# Detailing Kingdom 1.1 Review



## stangalang

Its very rare I do a straight up product review. I don't think I've been truly blown away by a product since introducing the clay cloth all those years ago. 
However, I have been on a bit of a compound spree this year and the liquids from detailing kingdom have become my go too. This write up is on 1.1 specifically

What is it?:
1.1 is technically a compound. Speaking with the owner and manufacturer jessie these are really aimed at rotary users, but having tested them on all machines (rotary, dual action and random orbital) I can say with confidence it works on them all equally well

What can it achieve?:
Some totally unedited images

DSC_0010 by Matt Rowe, on Flickr
DSC_0015 by Matt Rowe, on Flickr

DSC_0282 by Matt Rowe, on Flickr

DSC_0241 by Matt Rowe, on Flickr
DSC_0243 by Matt Rowe, on Flickr

DSC_0195 by Matt Rowe, on Flickr
DSC_0197 by Matt Rowe, on Flickr

DSC_0138 by Matt Rowe, on Flickr
DSC_0140 by Matt Rowe, on Flickr

DSC_0131 by Matt Rowe, on Flickr
DSC_0133 by Matt Rowe, on Flickr

Best application:
I myself love using wool on a rotary or dual action. I have found this suits wool on the rotex machines and rotary in particular. The clarity it finishes with is amazing. It will however run fine on foam also, even on a polishing pad as a one step type gloss enhancement It doesn't seem fussy on speeds, but I tend to stay at 1200 and below. Speed 5 on a random orbital

Main advantages/pros:
Without questions finishing capabilities. Ive never used wool on normal paint and gotten such a clean finish
Reliability is the next best thing I think. As a pro, having a liquid that just works, is a massive plus. It is as comfortable on a modern, soft tricky paint as it is on a few years old hard Ferrari. No solvent issues, no marks when wiping. and the wiping of residue is a breeze also. 
Spurring wool pads is also improved, it doesn't gum up fibres as quickly and is released very easily with a pad spur, which means less time spent cleaning and changing. 
Amazing lubrication, runs smooth and even, spreads easily and doesn't dry or dust up.

Main disadvantages/cons:
Being picky, it isn't the heaviest hitter in the cut department. If my sledgehammer choice is a 10 out of 10, this would be an 8 out of 10 (depending on pad). Its very rare I truly need out and out cut and I know there is a heavier liquid on route
The lids, I hate them. They burp and fart product out when you click them open. So I have put them into separate squeeze bottles (which I do anyway)
Cant get them in litre and 5 litre bottles yet

So why the images above? Well, because they are all unrefined. Those are the cutting stages to be followed with soft pads and finale. Infact, they are all with wool. THATS how good the finish is with this product. Im finishing my 3rd bottle and ordered my 4th

Available from forum sponsor in2detailing I strongly recommend you give it a try. 
http://www.in2detailing.co.uk/detailing-kingdom-next-cut-1-1.html


----------



## Hereisphilly

Thanks for the review, these products look great

How would you say this compares in cut to Koch H8?

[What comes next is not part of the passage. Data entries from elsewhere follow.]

PR #13758, opened 2020-12-01
[WFLY-14093] deprecate XTS

ochaloup:
https://issues.redhat.com/browse/WFLY-14093

### DIFF
--- a/xts/src/main/java/org/jboss/as/xts/XTSSubsystemDefinition.java
+++ b/xts/src/main/java/org/jboss/as/xts/XTSSubsystemDefinition.java
@@ -87,6 +87,7 @@ public class XTSSubsystemDefinition extends SimpleResourceDefinition {
                 XTSExtension.getResourceDescriptionResolver(null),
                 XTSSubsystemAdd.INSTANCE,
                 XTSSubsystemRemove.INSTANCE);
+        setDeprecated(ModelVersion.create(3,0,0));
     }
 
     /**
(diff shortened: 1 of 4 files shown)


ochaloup:
@yersan can you please check if this fine as we discussed? Thanks a lot.

xts/src/main/java/org/jboss/as/xts/XTSSubsystemDefinition.java
```diff
@@ -87,6 +87,7 @@ protected XTSSubsystemDefinition() {
                 XTSExtension.getResourceDescriptionResolver(null),
                 XTSSubsystemAdd.INSTANCE,
                 XTSSubsystemRemove.INSTANCE);
+        setDeprecated(ModelVersion.create(3,0,0));
```
bstansberry, line 90: In https://github.com/wildfly/wildfly/blob/master/xts/src/main/resources/org/jboss/as/xts/LocalDescriptions.properties you need to add an 'xts.deprecated' entry that provides the message the user sees if they configure the deprecated resource.

ochaloup: @bstansberry thanks a lot for guidance! I can see the build failures now. Just, I would bet that I was able to build the WFLY with the older version of WFLY sources (~ 7 days ago). But I had to be somehow ignorant. Sorry for this omission.

It should be fixed now.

Sent from my Pixel C using Tapatalk


----------



## stangalang

Hereisphilly said:


> Thanks for the review, these products look great
> 
> How would you say this compares in cut to Koch H8?
> 
> Sent from my Pixel C using Tapatalk


I never got on with the Koch Chemie range so couldn't compare. Never ever saw what the fuss was about if I'm honest


----------